Dataset entries:
= = = = = = =

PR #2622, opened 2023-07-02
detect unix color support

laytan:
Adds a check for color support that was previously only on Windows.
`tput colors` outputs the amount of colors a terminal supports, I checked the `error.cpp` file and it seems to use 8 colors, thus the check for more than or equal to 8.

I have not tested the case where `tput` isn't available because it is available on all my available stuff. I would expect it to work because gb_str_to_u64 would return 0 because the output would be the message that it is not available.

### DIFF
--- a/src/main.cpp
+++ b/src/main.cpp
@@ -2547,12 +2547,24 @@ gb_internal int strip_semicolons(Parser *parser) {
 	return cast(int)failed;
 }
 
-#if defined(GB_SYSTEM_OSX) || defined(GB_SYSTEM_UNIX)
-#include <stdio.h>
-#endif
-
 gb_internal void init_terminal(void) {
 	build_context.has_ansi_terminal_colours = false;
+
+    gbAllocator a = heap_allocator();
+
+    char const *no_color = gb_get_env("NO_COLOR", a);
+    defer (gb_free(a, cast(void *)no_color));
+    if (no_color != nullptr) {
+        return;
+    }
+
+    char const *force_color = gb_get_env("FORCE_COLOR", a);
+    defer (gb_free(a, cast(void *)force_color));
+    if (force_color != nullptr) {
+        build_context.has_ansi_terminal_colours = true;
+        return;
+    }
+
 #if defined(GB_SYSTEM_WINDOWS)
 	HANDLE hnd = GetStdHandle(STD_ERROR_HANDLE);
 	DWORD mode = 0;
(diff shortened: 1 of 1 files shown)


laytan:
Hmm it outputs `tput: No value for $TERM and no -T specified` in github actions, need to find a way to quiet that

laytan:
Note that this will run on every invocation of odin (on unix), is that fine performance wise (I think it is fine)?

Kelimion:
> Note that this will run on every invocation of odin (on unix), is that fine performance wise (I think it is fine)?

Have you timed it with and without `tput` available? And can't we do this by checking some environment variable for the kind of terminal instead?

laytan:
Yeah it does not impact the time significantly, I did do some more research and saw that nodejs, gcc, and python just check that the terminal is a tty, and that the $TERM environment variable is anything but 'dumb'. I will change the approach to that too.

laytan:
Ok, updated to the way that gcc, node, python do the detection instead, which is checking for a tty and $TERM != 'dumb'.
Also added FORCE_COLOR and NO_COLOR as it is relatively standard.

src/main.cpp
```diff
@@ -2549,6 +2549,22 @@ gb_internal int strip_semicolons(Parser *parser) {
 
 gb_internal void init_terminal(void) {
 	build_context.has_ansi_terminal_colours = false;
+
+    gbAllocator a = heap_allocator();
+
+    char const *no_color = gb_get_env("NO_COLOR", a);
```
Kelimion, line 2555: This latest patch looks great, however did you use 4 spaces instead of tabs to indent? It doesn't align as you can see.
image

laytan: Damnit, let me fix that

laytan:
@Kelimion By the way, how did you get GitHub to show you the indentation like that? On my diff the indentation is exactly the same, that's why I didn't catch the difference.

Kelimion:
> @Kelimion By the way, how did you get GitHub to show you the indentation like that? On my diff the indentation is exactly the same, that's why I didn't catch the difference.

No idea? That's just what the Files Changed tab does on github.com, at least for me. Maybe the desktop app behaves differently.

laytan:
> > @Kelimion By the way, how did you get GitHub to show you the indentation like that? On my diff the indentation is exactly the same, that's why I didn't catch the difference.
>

= = = = = = =

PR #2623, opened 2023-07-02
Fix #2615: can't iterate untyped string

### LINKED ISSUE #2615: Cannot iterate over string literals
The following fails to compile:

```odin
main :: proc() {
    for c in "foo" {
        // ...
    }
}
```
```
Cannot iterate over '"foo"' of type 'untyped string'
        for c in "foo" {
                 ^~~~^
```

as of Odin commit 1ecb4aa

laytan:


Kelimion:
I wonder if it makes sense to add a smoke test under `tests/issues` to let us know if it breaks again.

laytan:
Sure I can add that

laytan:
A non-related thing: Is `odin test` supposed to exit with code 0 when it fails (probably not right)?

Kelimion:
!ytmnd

= = = = = = =

Exercise instructions:
Your task is to find each line in the entries that contains the string "main" and copy it.

Reply to the exercise:
--- a/src/main.cpp
+++ b/src/main.cpp
src/main.cpp
main :: proc() {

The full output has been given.